Records shown
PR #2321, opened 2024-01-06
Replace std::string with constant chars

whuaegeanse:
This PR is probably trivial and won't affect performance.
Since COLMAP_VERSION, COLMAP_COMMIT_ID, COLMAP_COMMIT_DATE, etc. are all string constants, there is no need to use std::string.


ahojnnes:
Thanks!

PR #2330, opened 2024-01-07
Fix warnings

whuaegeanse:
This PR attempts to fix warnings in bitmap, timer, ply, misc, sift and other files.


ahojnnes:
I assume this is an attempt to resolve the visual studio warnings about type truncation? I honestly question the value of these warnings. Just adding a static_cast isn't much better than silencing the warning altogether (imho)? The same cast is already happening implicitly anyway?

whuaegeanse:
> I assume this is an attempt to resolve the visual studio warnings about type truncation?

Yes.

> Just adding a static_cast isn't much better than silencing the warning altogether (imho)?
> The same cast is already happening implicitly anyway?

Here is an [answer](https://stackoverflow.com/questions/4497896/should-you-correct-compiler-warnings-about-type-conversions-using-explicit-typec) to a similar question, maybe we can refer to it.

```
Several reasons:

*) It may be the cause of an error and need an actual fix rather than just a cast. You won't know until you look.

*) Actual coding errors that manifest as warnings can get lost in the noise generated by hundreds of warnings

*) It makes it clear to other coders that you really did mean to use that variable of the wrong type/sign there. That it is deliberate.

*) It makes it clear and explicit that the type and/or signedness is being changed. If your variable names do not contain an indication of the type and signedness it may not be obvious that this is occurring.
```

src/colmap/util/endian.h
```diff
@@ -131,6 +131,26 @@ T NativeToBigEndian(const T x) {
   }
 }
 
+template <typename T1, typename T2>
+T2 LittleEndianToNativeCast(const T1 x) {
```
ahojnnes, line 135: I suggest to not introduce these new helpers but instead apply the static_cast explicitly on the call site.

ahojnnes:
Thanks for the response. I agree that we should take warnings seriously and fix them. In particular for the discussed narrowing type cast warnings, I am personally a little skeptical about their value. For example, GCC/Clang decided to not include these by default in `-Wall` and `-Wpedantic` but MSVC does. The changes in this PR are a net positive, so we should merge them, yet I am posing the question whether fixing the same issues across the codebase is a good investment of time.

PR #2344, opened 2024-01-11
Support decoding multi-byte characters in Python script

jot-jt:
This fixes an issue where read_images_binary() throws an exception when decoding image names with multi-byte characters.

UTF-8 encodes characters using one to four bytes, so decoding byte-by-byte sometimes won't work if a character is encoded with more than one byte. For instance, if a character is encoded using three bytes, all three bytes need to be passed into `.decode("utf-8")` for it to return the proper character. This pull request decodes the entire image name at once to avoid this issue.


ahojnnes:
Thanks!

Problem to work on
In the data above, which lines include "there"? Return those lines.

Answer section
Since COLMAP_VERSION, COLMAP_COMMIT_ID, COLMAP_COMMIT_DATE, etc. are all string constants, there is no need to use std::string.
*) It makes it clear to other coders that you really did mean to use that variable of the wrong type/sign there. That it is deliberate.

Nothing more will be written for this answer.